SUMMARY OF THE INVENTION
[0021] It is an object of the present invention to propose a
reference voltage generator which is as insensitive as possible to
supply voltage variations and the manufacturing process, whose
dependence on temperature is given and which does not have the
disadvantages of the reference voltage generator of FIG. 1, that
is, the necessity to utilize a high-gain operational amplifier and
the necessity to include a startup circuit.
[0022] To achieve this, the present invention relates to a
generator of at least one reference voltage comprising, connected
between two power supply terminals,
[0023] an input stage having a portion that is proportional to the
absolute temperature and delivering a potential that is
substantially independent of temperature,
[0024] an operational amplifier comprising:
[0025] a differential amplifier stage connected to the input stage
including a charging circuit and a source circuit and
[0026] an output stage connected at a first node to the charging
circuit, intended to be connected to the input stage by a loop
which is closed and delivering the reference voltage.
[0027] The source circuit and the charging circuit comprise
regulation means for regulating the reference voltage even when the
loop connecting the input stage to the output stage is open, which
reference voltage is then delivered in a manner substantially
independent of the manufacturing process of the generator,
variations of the supply voltage and has a given dependence on
temperature.
[0028] The regulation means impose that with an open loop, during a
variation of the supply voltage, substantially the same variation
is reflected in the source circuit as in the charging circuit in a
way that the voltage appearing on the first node is practically
independent of the variations of the supply voltage, the voltage in
the source circuit being substantially independent of
temperature.
[0029] The differential amplifier may comprise a differential pair
of transistors and the source circuit may comprise a resistor and a
diode connected in series, the resistor being connected to the
differential transistor pair and the diode to one of the supply
terminals, the diode having a temperature gradient so that, even
when the loop is open, said gradient compensates for the
temperature gradients of the input stage and of the differential
amplifier stage in such a way that the voltage on the terminals of
the resistor is substantially independent of temperature and
manufacturing process.
[0030] The charging circuit may comprise a resistor connected
between the first node and one of the supply terminals, the ratio
between the value of the resistance of the charging circuit and the
value of the resistance of the source circuit being adjusted in
such a way that, even with an open loop, during a variation of the
supply voltage, substantially the same variation is reflected on
the source circuit and on the charging circuit, so that the voltage
appearing on the first node is practically independent of the
variations of the supply voltage.
[0031] The operational amplifier may comprise a compensation
circuit connected to the first node and to the output stage at a
second node with the closed loop, the compensation circuit and the
source circuit maintaining on the first node a voltage that
substantially compensates for the voltage produced by the output
stage, rendering the voltage on the second node substantially
independent of temperature and variations of the supply voltage
even when the loop is open.
[0032] The compensation circuit may comprise a bipolar transistor
whose emitter is connected to one of the supply terminals through a
resistor, whose collector is connected to the first node and whose
base is connected to the output stage at the second node.

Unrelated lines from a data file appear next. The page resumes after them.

PR #9616, opened 2026-01-19
Optimize thread variables in ServiceThread

z3moon:
Wraps thread-related member variables in preprocessor checks to ensure they are excluded when multithreading is not supported. Previously, these variables were declared unconditionally, leading to unnecessary memory usage for platforms that don't support multithreading.

### DIFF
--- a/filament/backend/src/opengl/OpenGLDriver.cpp
+++ b/filament/backend/src/opengl/OpenGLDriver.cpp
@@ -390,9 +390,9 @@ void OpenGLDriver::terminate() {
     if (getJobWorker()) {
         getJobWorker()->terminate();
     }
-    if constexpr (UTILS_HAS_THREADING) {
-        stopServiceThread();
-    }
+#if UTILS_HAS_THREADING
+    stopServiceThread();
+#endif
 
     mContext.terminate();
     mPlatform.terminate();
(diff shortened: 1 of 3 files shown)


filament/backend/src/opengl/OpenGLDriver.cpp
```diff
@@ -390,9 +390,9 @@ void OpenGLDriver::terminate() {
     if (getJobWorker()) {
         getJobWorker()->terminate();
     }
-    if constexpr (UTILS_HAS_THREADING) {
-        stopServiceThread();
-    }
+#if UTILS_HAS_THREADING
```
pixelflinger, line 393: I don't like this because that means that the "non threaded" code can fail compilation without us noticing. I would like to keep using `if constexpr` as  much as possible.

z3moon: Not sure if I'm following you, but non-threaded code cannot fail compilation (as you see web-build passed) because we remove all relevant variables & functions, which are actually unnecessary. If we want to remove those unnecessary (thread-relevant) variables for non-threaded platforms, we need to use `#if` as constexpr is evaluated after all preprocessors are handled.

pixelflinger: I know but that means that when I compile locally, I cannot know for sure that I didn't break the build. I have to rely on the CI, which takes time and if a failure happens, it gets really annoying to reproduce locally.

How much of a problem are those variable anyways? I don't think they're using too much space.

z3moon: This is just a cleanup, not producing any problem. Let me close this.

[0033] The output stage may comprise a follower circuit including a
bipolar transistor whose emitter is connected to one of the supply
terminals through at least one resistor and to the loop when it is
closed, whose collector is connected to the other supply terminal
and whose base is connected to the first node, one output of the
generator being found at the emitter of the bipolar transistor.

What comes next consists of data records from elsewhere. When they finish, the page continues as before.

PR #9617, opened 2026-01-20
Add helloasync sample

z3moon:
Introduces a new sample application demonstrating asynchronous resource management. It shows how to asynchronously create and update Filament resources (Textures, VertexBuffers, IndexBuffers) and provides examples of managing chains of asynchronous operations effectively.

BUGS=[442921995]

### DIFF
--- a/libs/fgviewer/web/app.js
+++ b/libs/fgviewer/web/app.js
@@ -15,8 +15,6 @@
 */
 
 import {LitElement, html, css, unsafeCSS, nothing} from "https://unpkg.com/lit@2.8.0?module";
-import { graphviz } from "https://cdn.skypack.dev/d3-graphviz@5.1.0";
-import * as d3 from "https://cdn.skypack.dev/d3@7";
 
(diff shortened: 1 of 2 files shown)


samples/helloasync.cpp
```diff
@@ -0,0 +1,582 @@
...
+        usage.replace(pos, apiUsage.length(), samples::getBackendAPIArgumentsUsage());
+    }
+    std::cout << usage;
+}
+
+static int handleCommandLineArguments(int argc, char* argv[], Config& config) {
+    static constexpr const char* OPTSTR = "ha:";
+    static const struct option OPTIONS[] = {
+        { "help", no_argument, nullptr, 'h' },
+        { "api", required_argument, nullptr, 'a' },
```
pixelflinger, line 99: should be in printUsage() no?

z3moon: I brought the base code from a sample, and I found all samples don't have this either. Let me handle this as a separate pr.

[0034] The output stage may comprise a follower circuit with a
including transistor whose emitter is connected to one of the
supply terminals through a voltage divider bridge and to the loop
when it is closed, whose collector is connected to the other supply
terminal and whose base is connected to the first node, one output
of the generator being found at a common point between two
resistors of the voltage divider bridge.
[0035] The output stage may comprise, in association with the
follower circuit, a regulation circuit for regulating the
temperature gradient of the voltage on the first node, this
regulation circuit being connected between the first node and one
of the supply terminals and being connected to a common point
between two resistors of the voltage divider bridge, this
regulation circuit generating a current whose temperature gradient
is adjustable by the choice of the resistors of the bridge.
[0036] The regulation circuit may comprise a bipolar transistor
whose emitter is connected to one of the supply terminals through a
resistor, whose collector is connected to the first node and whose
base is connected to the common point between two resistors of the
voltage divider bridge, one output of the generator being found at
the emitter of the transistor of the regulation circuit.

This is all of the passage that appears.